Dhaka students were killed in 'shootout'

Two youths killed in an alleged shootout with RAB in the wee hours of Thursday on Manik Mia Avenue have been identified as Dhaka Polytechnic Institute students by a friend who is also a student of the institute.

Two youths killed in an alleged shootout with RAB Wednesday night have been identified as Dhaka Polytechnic Institute students by a friend who is also a student of the institute.

The deceased were Mohsin Sheikh, 23, from fourth-year electrical engineering and Mohammad Ali Jinnah, 22, from third-year mechanical engineering departments.The bodies were identified on Thursday morning in the Dhaka Medical College Hospital morgue by Alif Hossain, a friend and student of the institute.

Alif told bdnews24.com in the morning that after seeing the news of death of two youths in a 'gun battle' on the TV screen, he rushed to DMCH and identified the bodies.They all were hanging out together until 9:30pm on Wednesday, he said.

The fresh killings have happened amid continued discussions on extrajudicial killings by the law enforcers and protests by the human-rights organisations at home and abroad,

RAB-2 assistant police superintendent Talebur Rahman told bdnews24.com at 1:30am on Thursday that RAB troopers was carrying out search of vehicles by setting up a check-post at Asad Gate adjacent to Manik Mia Avenue on Wednesday night.

At around 00:30am, two youths passing by aroused their suspicion and the RAB men asked them to halt. The challenged youths opened fire at them and RAB retaliated.As the 'shootout' ceased, the RAB personnel saw two dead bodies lying on the roadside. They searched the bodies and found two revolvers and ammunition.Mohammadpur police retrieved the two dead bodies and sent them to the DMCH morgue.

Killings in so-called crossfire have being been widely criticised for years by the national and international rights organisations and countries.The government's spokesman minister Syed Ashraful Islam had said the government will no more allow the law-enforcing agencies to use "crossfire"— killings without trial—as a tool.

Establishment of rule of law is a must for a democratic country and for that no extra-judicial killings will be allowed to be used as a tool of law-enforcing agencies..

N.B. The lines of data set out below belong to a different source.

PR #1231, opened 2026-08-06
[DTM] SOFT-4080: Spacing screen

pauloiankoski:
Builds the **Spacing** screen of the Style Library. Targets the Border Width branch; the four scale screens were implemented as one linear chain.

The thinnest of the four — the spacing scale is the only one already declared, so this is a config, a preview renderer, a screen registration, and a single line of PHP.

## What it adds

- `components/pages/SpacingScreen.js` / `.scss` — the config and a filled preview square sized to the token's value.
- `declarations.php` — adds `group_key: 'spacing'` to the **existing** spacing declaration block. No new declarations, no `baseline.json` edit, and no change to any declared value or slug.

That last point is deliberate: each declared spacing step drives a `--global-kb-spacing-<slug>` custom property that existing block content already consumes, so this screen edits values real content depends on. Nothing about the shipped scale changes here — only its editability.

## The preview

Rendered at true CSS size, with the row growing to contain it, so the scale reads as a scale. It is clamped at 96px, which is where the mock's largest render sits: 3XL, 4XL and 5XL pin at the same size rather than stretching the list, and a pathological custom value cannot blow up the page.

`ListRow` frames its preview slot at a fixed 5rem and documents that slot as per-screen overridable. The shared `ScaleScreen` root carries a `scale-screen--<config.id>` modifier class for exactly this, and the override is scoped on it rather than leaking into the shared row chrome.

## Verification

`phpstan` clean with no baseline changes; `phpcs`, `cspell` and `eslint` clean; the Design_Tokens suite green (1258 tests); the CSS BC snapshot suite green with no diffs, which is the assurance that the declaration change did not disturb existing output; 193 jest tests; build succeeds.

Checked in the browser: previews render at true size with rows growing, and the clamp holds — 3XL, 4XL and 5XL pin identically while XXL at 5rem is visibly smaller.

## Screenshots

**The screen**
screen

### DIFF
--- a/src/style-library/components/pages/SpacingScreen.scss
+++ b/src/style-library/components/pages/SpacingScreen.scss
@@ -1,0 +1,25 @@
+// The value-sized square preview's own box. Unlike the other scale screens, this preview does not
+// fill the shared `.list-row-preview` slot — it is sized to the token's own value (set inline, per
+// row) so the mock's "true CSS size" behavior reads correctly, hence the slot override just below.
+.kadence-blocks-style-library__spacing-preview {
+	display: block;
+	background: var(--kb-sl-color-gray-100);
+	border: var(--kb-sl-border-width-input) solid var(--kb-sl-color-gray-700);
+	// The largest declared steps (3XL/4XL/5XL, 104px-160px) would otherwise blow the row past the
+	// mock's own tallest row (96px); the preview is an at-a-glance visual, not a measurement
+	// instrument, so it pins here and the value column disambiguates the top three rows.
+	max-width: 6rem;
+	max-height: 6rem;
+}
+
+// Scoped to this screen via `ScaleScreen`'s per-screen root modifier class (see
+// `.local/style-library-reference.md`) — Border Radius and Border Width keep the default framed
+// 80px slot from `ListRow.scss`; only Spacing needs a bare, value-sized square with the row
+// growing to contain it.
+.kadence-blocks-style-library__scale-screen--spacing .kadence-blocks-style-library__list-row-preview {
+	width: auto;
+	height: auto;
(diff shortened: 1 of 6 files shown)


src/style-library/components/pages/SpacingScreen.scss
```diff
@@ -0,0 +1,27 @@
...
+	// `border-box`, not the `<div>` default `content-box` — otherwise the border below adds on top
+	// of the inline width/height instead of drawing inside it, so the rendered box is 2px larger
+	// than the token's value on every step. Same fix as `.border-width-preview`.
+	box-sizing: border-box;
+	display: block;
+	background: var(--kb-sl-color-gray-100);
+	border: var(--kb-sl-border-width-input) solid var(--kb-sl-color-gray-700);
+	// Unclamped on purpose: the preview must show a token's true CSS size, not a normalized
+	// approximation, so every step (including 3XL/4XL/5XL) renders at its real value and the row
+	// grows to fit it. Accepted consequence: a very large custom value produces a very tall row.
```
d4mation, line 14: The docblock in `SpacingScreen.js` for `renderSpacingPreview` claims it is clamped. We should ensure that things match up properly to avoid confusion.

pauloiankoski: The docblock was the stale one. The clamp was dropped in 3eb5bb8 ("Render Spacing scale-screen previews at true CSS size"), which updated the SCSS comment but not the JS. Confirmed on the Spacing screen that 3XL (6.5rem) and 4XL (8rem) render past the old 6rem and the rows grow. Docblock corrected in 462ad53.

d4mation (approved):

The crossfire and extra-judicial killings are not related to general law. The law must be allowed to take its own course."A New York-based human-rights watchdog on May 18 recommended that the elite anticrime force be disbanded given its "long history of arbitrary arrests, torture, and extrajudicial killings".

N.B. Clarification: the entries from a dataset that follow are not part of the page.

PR #1236, opened 2026-08-07
[DTM] SOFT-4082: Shadow screen

pauloiankoski:
Builds the **Shadow** screen of the Style Library — the last of the BASE STYLES scale screens, and the first consumer of the `shadow` composite backend.

## The design was not missing

This ticket previously said no Shadow board could be found and told whoever picked it up to confirm with design first. That was wrong. The board is on the canvas at node [`481:22041`](https://www.figma.com/design/IEheoiM2vqbyTevD64ifXa/Kadence-Blocks-Sidebar?node-id=481-22041) — but it is *named* "Border Radius" in Figma, which is why a search by board name missed it. Worth renaming it there so nobody repeats the search.

## What it adds

- `components/pages/ShadowScreen.js` / `.scss` — the config, the preview renderer, and the screen/panel wrappers.
- `helpers/shadow.js` — pure parse/serialize/render helpers, jest-covered.
- `declarations.php` + `baseline.json` — `primitive.shadow.{xs,sm,md}` under a `Shadow` group with `group_key: 'shadow'`.

`ShadowField` is reused **unchanged**: the scaffold work had already built the Color row, the X/Y/Blur/Spread inputs and the Inset toggle, and it was already registered as a `shadow` field type, so a schema can declare it directly.

## It rides the shared contract after all

The Border Radius plan explicitly excluded Shadow from the `ScaleScreen` contract, on the grounds that it has six fields and no value column. On inspection both assumptions were softer than they looked — `SettingsForm` already renders a `shadow` field type, and `ListRow` already suppresses a falsy value column. So this reverses that exclusion rather than forking the screen.

The contract gains exactly two optional, identity-defaulted seams: `parseValue` (resolved value → draft) and `buildLeaf` (draft → token leaf). The four existing screens pass neither and are behaviorally unchanged. A bespoke screen would have duplicated the write flows, the serialized reorder, the stale-item self-heal and the draft-channel wiring to avoid two function keys.

## The number-versus-string boundary

`ShadowField` emits bare numbers for X/Y/Blur/Spread; the composite stores dimension strings (`"0px"`, `"2px"`). The conversion lives at the screen boundary in `helpers/shadow.js`, not inside `ShadowField` — changing the field would affect every other consumer of it. Values are px-only, matching the board, which shows no unit selector.

Confirmed against the running app: a save writes `{ offsetX: "0px", offsetY: "1px", blur: "2px", spread: "0px", inset: true }` — strings, not numbers — and `inset` is omitted entirely when false.

## Two decisions worth reviewing

**The seeded colors are literal hex, not palette aliases.** The panel seeds by parsing the *resolved* CSS value, so any alias in a shadow primitive would be silently rewritten to a literal the first time someone saves that row. Literal seeds make that a non-event. The same reasoning is why **`semantic.shadow.card` and `semantic.shadow.media` are left untouched** — `card` aliases `primitive.color.neutral.900`, and re-pointing it at the new scale would detach it from the palette.

The consequence, which design should know about: a shadow color set through this screen can only ever be a literal. Pointing a shadow at a palette token is not possible here.

**The preview slot needs `overflow: visible`.** A shadow is drawn outside its box, and the shared row slot clips with `overflow: hidden` — left alone, every shadow on the screen would be invisible and the previews would look like empty squares. The override is scoped to this screen through the per-screen root modifier.

## Verification

`phpstan` clean with no baseline changes; `phpcs`, `cspell` and `eslint` clean; the full `Resources/Design_Tokens` suite green (1264 tests); snapshot suites green with no diffs; 224 jest tests including 11 new cases for the shadow helpers.

Driven in the browser: the three rows render with visibly increasing shadows and no clipping; the panel matches the board field for field and seeds correctly from the stored value; **live preview works on the composite** (editing Blur moved that row to `0px 2px 28px 0px` while its siblings kept their stored values); the unsaved-changes guard and Discard behave as they do on the scalar screens; Inset renders live and round-trips through a save.

Not exercised by hand: drag-reorder on this screen, the "+ Add Shadow" mint flow, and the Color popover's portal styling.

## Not included

Stacked shadows — a DTCG `$value` that is an array of shadow objects stays unsupported in v1, and a shadow token remains a single object. If the design ever wants layered shadows that is a separate backend change.

## Screenshots

**The screen with MD selected**
screen-with-panel

### DIFF
--- a/src/style-library/__tests__/scale-flows.test.js
+++ b/src/style-library/__tests__/scale-flows.test.js
@@ -221,6 +221,71 @@ describe('saveScaleTokenFlow', () => {
 		expect(onError).toHaveBeenCalledWith({ message: failure.message });
 		expect(onBusy.mock.calls).toEqual([[true], [false]]);
 	});
+
+	it('uses the supplied buildLeaf for the value write', async () => {
+		client.saveTokenLeaf.mockResolvedValue({});
+		const refreshFeed = jest.fn().mockResolvedValue({});
+		const buildLeaf = jest.fn().mockReturnValue({ $type: 'shadow', $value: { color: '#171717' } });
+		const draftValue = { color: '#171717', offsetX: 0, offsetY: 2, blur: 8, spread: 0, inset: false };
+
+		await saveScaleTokenFlow({
+			...baseArgs,
+			tokenType: 'shadow',
+			draft: { label: 'MD', value: draftValue },
+			initial: { label: 'MD', value: { ...draftValue, offsetY: 4 } },
+			refreshFeed,
+			onBusy: jest.fn(),
+			onError: jest.fn(),
+			buildLeaf,
+		});
+
+		expect(buildLeaf).toHaveBeenCalledWith('shadow', draftValue);
+		expect(client.saveTokenLeaf).toHaveBeenCalledWith(
+			'kb-design-tokens/v1',
+			baseArgs.tokenId,
+			{ $type: 'shadow', $value: { color: '#171717' } },
+			'default'
+		);
+	});
+
+	it('defaults to buildTokenLeaf when no buildLeaf is supplied', async () => {
+		client.saveTokenLeaf.mockResolvedValue({});
+		const refreshFeed = jest.fn().mockResolvedValue({});
+
+		await saveScaleTokenFlow({
+			...baseArgs,
+			draft: { label: 'SM', value: '0.25rem' },
+			initial: { label: 'SM', value: '0.125rem' },
+			refreshFeed,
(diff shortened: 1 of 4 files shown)


pauloiankoski:
This PR was **not** intentionally merged. When SOFT-4082 was reordered to sit below SOFT-4150, its head became an ancestor of its base, so the diff went empty and GitHub marked it merged. No code landed anywhere as a result.

The Shadow screen still needs review: it now lives in **#1249**, with the same commits, targeting `SOFT-4081/icon-sizes-screen`. Please review there.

Over the past five years, the military, the and the police have been responsible for well over 1,000 killings, Human Rights Watch said in the report on Bangladesh.

Human Rights Watch and others have long contended that many of these deaths, often described as "crossfire killings," were actually extrajudicial executions of people in custody. Bodies of the victims often had wounds that suggested that they had been tortured.